Nas últimas décadas, várias tendências conspiraram para reduzir os estoques mundiais de peixes para níveis recorde. Um estudo de 2019 publicado na Science determinou que as mudanças climáticas estavam diminuindo as populações de peixes em algumas áreas em 35% e reduzindo a captura global em 4%. Enquanto isso, a pesca excessiva reduziu em cerca de 90% os estoques de grandes predadores de alta demanda, como o atum rabilho do Pacífico e o espadarte do Mediterrâneo, em comparação com as populações de pesca pré-industrial. Segundo dados anuais da Organização das Nações Unidas para Agricultura e Alimentação, as frotas de pesca ficam mais tempo e retornam com menos peixes, enquanto o consumo aumenta a cada ano.
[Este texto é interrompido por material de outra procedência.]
PR #464, opened 2020-12-23
feat: fixed some bugs and allowed users to query from the pipe icon

### LINKED ISSUE #417: Notebooks:  I can preview/run a notebook
## User Problem
As a notebooks early access user, I don't know how to preview/run the notebook and try clicking the prompt below the cell that says "Click Preview to See Results"

Example from @abalone23, "I tried clicking it multiple times before reading the text that said to click Preview located at the top of the notebook."

## Proposed solution
Given: I have a notebook with at least one cell
When: I click the Play button or the text "Click Preview/Run to See Results"
Then: The notebook is Previewed/Ran

Asalem1:
Closes #417

The primary purpose of this PR is to allow users to run queries when clicking the `play` icon in the pipe:

run-query

This PR also addresses some random issues that were causing Notebooks to be wonky, namely:

- The run button never being disabled due to a miscalculation in identifying metric selector queries
- removing aggregateOfAggregates as a hack to run queries explicitly when updating an aggregate type and just running the query when an aggregate type is changed
- Only changes the loading state of pipes that are being run

### DIFF
--- a/src/flows/components/header/Submit.tsx
+++ b/src/flows/components/header/Submit.tsx
@@ -18,17 +18,20 @@ import {FlowContext} from 'src/flows/context/flow.current'
 
 // Utils
 import {cancelAllRunningQueries} from 'src/timeMachine/actions/queries'
-import {PIPE_DEFINITIONS} from 'src/flows'
+import {event} from 'src/cloud/utils/reporting'
 
 // Styles
 import 'src/flows/components/header/Submit.scss'
+
+// Types
+import {RemoteDataState} from 'src/types'
 
 const fakeNotify = notify
 
 export const Submit: FC = () => {
   const {flow} = useContext(FlowContext)
   const {runMode, setRunMode} = useContext(RunModeContext)
-  const {isLoading, queryAll} = useContext(QueryContext)
+  const {generateMap, queryAll} = useContext(QueryContext)
 
   const _range = useMemo(
     () => `${flow.range.lower} to ${flow.range.upper || 'now'}`,
@@ -36,24 +39,34 @@ export const Submit: FC = () => {
   )
 
   const hasQueries = useMemo(() => {
-    return !!flow.data.all
-      .filter(p => {
-        // this condition ensures that empty metric selectors are filtered out
-        if (p?.type === 'metricSelector') {
-          return !!p?.bucket
-        }
-        return true
-      })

Muitos cientistas pediram no passado moratórias de certas espécies para permitir que seus números se recuperem. Por exemplo, Daniel Pauly, um influente biólogo marinho e professor da Universidade da Colúmbia Britânica, já havia defendido uma moratória global da pesca em alto-mar fora da zona econômica exclusiva de um país para permitir que as populações voltassem a crescer. “Vamos parar e deixar as ações se recuperarem”, ele me disse antes da pandemia. “Isso levará a uma pesca mais econômica, porque não precisaremos procurar peixes em todo o lugar”.

A disseminação do COVID-19 forçou essa parada ao mundo. A questão agora é quais efeitos, se houver, uma desaceleração terá sobre as populações de peixes. Uma desaceleração que dura alguns meses não teria muito impacto duradouro. No entanto, se a demanda por peixe cair devido a uma recessão mais ampla, as operações podem demorar mais para reiniciar. Uma desaceleração de pelo menos um ano permitiria que a maioria dos peixes passasse por seu ciclo de desova – e isso pode ser suficiente para algumas espécies florescerem.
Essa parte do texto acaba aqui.